Word segmentation is achieved through a top-down processing mechanism during reading. Specifically, readers can utilize contextual information to predict upcoming words during the preview stage, thereby facilitating segmentation. Based on this perspective, a series of theories and models have been proposed to explain the mechanisms underlying word segmentation. Hoosain (1991) argued that lexical recognition and word segmentation constitute an inseparable unified process: only after individual Chinese characters are recognized can readers determine word boundaries by integrating bottom-up visual information with top-down semantic information. The hybrid representation model posits that the mental lexicon contains both morphemic and whole-word representations, and the recognition of compound words results from the interaction of these two levels (Pollatsek et al., 2010; Libben et al., 2020). During word recognition, both morphemic and whole-word representations are activated and interact to achieve segmentation. Perfetti and Tan (1999) proposed the dual-character assembly strategy, which assumes that the first two characters of overlapping ambiguous strings hold absolute priority in forming words. Readers tend to treat these initial two characters as a single word, and when this tendency conflicts with the contextual information, it leads to longer word segmentation times.
On the other hand, Li et al. (2009) developed a computational model of Chinese word recognition and segmentation by adapting the interactive activation model (McClelland & Rumelhart, 1981). The model posits that word recognition and segmentation constitute a unified, interdependent process: segmentation occurs only after a word has been recognized. Within the visual field, character processing operates in parallel; however, characters located farther from the visual focus are recognized more slowly. Furthermore, the word recognition process itself is serial: once a word is successfully identified, its constituent character units are inhibited, thereby allowing subsequent word recognition processes to proceed more efficiently.
Traditionally, because Chinese, unlike alphabetic scripts, lacks overt word boundaries, some studies have proposed that the basic unit of Chinese reading is the character rather than the word (Chen, 1992; H. M. Yang & McConkie, 1999; Chen et al., 2003; Tsai & McConkie, 2003). For example, the decomposed storage view argues that two-character words are represented and processed at the character level (B. Zhang & Peng, 1992). However, recent studies have found that Chinese readers tend to process longer words as holistic units, even when some of their constituent characters can independently form other words (J. Yang et al., 2012; J. Zhou & Li, 2021). Li and Pollatsek (2020) proposed the CRM, which suggests that characters within the perceptual span are processed in parallel, and all words composed of these characters are activated. In this competitive process, two-character words (AB) receive excitatory feedforward connections from both constituent character units (A and B), giving them a processing advantage over single-character words (A). Similarly, Liu et al. (2020) also found that readers make use of contextual predictability to facilitate the parafoveal processing of two-character target words, thereby influencing the saccade amplitude directed toward those words. Huang and Li (2020) used overlapping ambiguous strings as ROIs to examine the effects of contextual predictability. Their results showed that although readers do use contextual information to aid word segmentation during reading, such use is not fully sufficient.
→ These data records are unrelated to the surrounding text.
PR #513, opened 2025-01-21
fix: requeue if we still have children to delete

juliev0:
### Modifications

For Blue/Green, when we successful roll out the new Pipeline, we need to clean up the old one. We drain it first before we delete it. So, we need to do multiple reconciliations to do that. Previously, we were not requeueing for that, so we were catching it whenever the `SyncPeriod` caused us to do another reconciliation. It's better to proactively requeue if we need to.

ISBService is similar. We need to do multiple reconciliations because we need to make sure all Pipelines have been deleted first. 

For both cases we requeue if we're still in the middle of deleting.  

### Verification

Created a slow pipeline. Updated pipeline. Observed that it got deleted after it had successfully paused and drained.
Created a slow pipeline. Updated both pipeline and isbsvc. Observed both got deleted after the pipeline was successfully paused and drained.

no issues


afugazzotto (approved):

afugazzotto (approved):

config/samples/numaplane.numaproj.io_v1alpha1_monovertexrollout.yaml
```diff
@@ -13,12 +13,12 @@ spec:
...
+            image: quay.io/numaio/numaflow-go/source-simple-source:stable
         # transformer is an optional container to do any transformation to the incoming data before passing to the sink
         transformer:
           container:
             image: quay.io/numaio/numaflow-rs/source-transformer-now:stable
       sink:
         udsink:
           container:
-            image: quay.io/numaio/numaflow-java/simple-sink:stable
+            image: quay.io/numaio/numaflow-go/simple-sink:stable
```
juliev0, line 24: these images work on both amd64 and arm64 unlike the java ones

PR #515, opened 2025-01-22
fix: update monovertexrollout sample and e2e to use a monovertex with images that are multi-platform

juliev0:
### Modifications

The images that our sample MonoVertexRollout and our e2e test uses were not built to be multi-platform, so they result in Crash loop if run on arm64 architecture. (That may be fixed later.) Therefore, updating these to use images which are multi-platform.

### Verification

Doing `kubectl apply` for the sample MonoVertexRollout and seeing it run successfully. 
Running the e2e test locally and seeing the MonoVertexRollout running successfully both at the beginning and end of the test.

N/A

### DIFF
--- a/config/samples/numaplane.numaproj.io_v1alpha1_monovertexrollout.yaml
+++ b/config/samples/numaplane.numaproj.io_v1alpha1_monovertexrollout.yaml
@@ -14,11 +14,7 @@ spec:
         udsource:
           container:
             image: quay.io/numaio/numaflow-go/source-simple-source:stable
-        # transformer is an optional container to do any transformation to the incoming data before passing to the sink
-        transformer:
-          container:
-            image: quay.io/numaio/numaflow-rs/source-transformer-now:stable
       sink:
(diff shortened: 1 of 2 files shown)


config/samples/numaplane.numaproj.io_v1alpha1_monovertexrollout.yaml
```diff
@@ -14,11 +14,7 @@ spec:
...
           container:
             image: quay.io/numaio/numaflow-go/source-simple-source:stable
-        # transformer is an optional container to do any transformation to the incoming data before passing to the sink
-        transformer:
-          container:
-            image: quay.io/numaio/numaflow-rs/source-transformer-now:stable
       sink:
         udsink:
           container:
-            image: quay.io/numaio/numaflow-go/simple-sink:stable
```
juliev0, line 24: neither of these images were built for multi-architecture

dpadhiar (approved):
LGTM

In summary, during Chinese reading, readers tend to process two-character words as unified lexical units rather than analyzing them character by character in sequence. Most existing studies on the influence of contextual predictability on Chinese lexical processing have examined two-character words as target items. However, Chinese reading involves a large number of overlapping ambiguous strings. Tsang et al. (2025) found that about 85% of the experimental sentences in their study contained at least one ambiguous word boundary, and participants disagreed on the position of word boundaries in 8.96% of the cases. Although a few studies have investigated the segmentation of such ambiguous items (Huang & Li, 2020), within these studies each sentence frame typically allows only one segmentation to yield a coherent meaning, while the alternative segmentation produces a semantically anomalous sentence. This limitation raises the possibility that readers’ segmentation preferences may stem from the requirement for semantic coherence rather than from contextual predictability itself. Therefore, how readers use contextual information to guide word segmentation during reading remains an issue in need of further investigation. Accordingly, the present study aims to examine how contextual predictability operates in Chinese word segmentation and, in particular, whether context can modulate readers’ segmentation preferences when processing overlapping ambiguous strings.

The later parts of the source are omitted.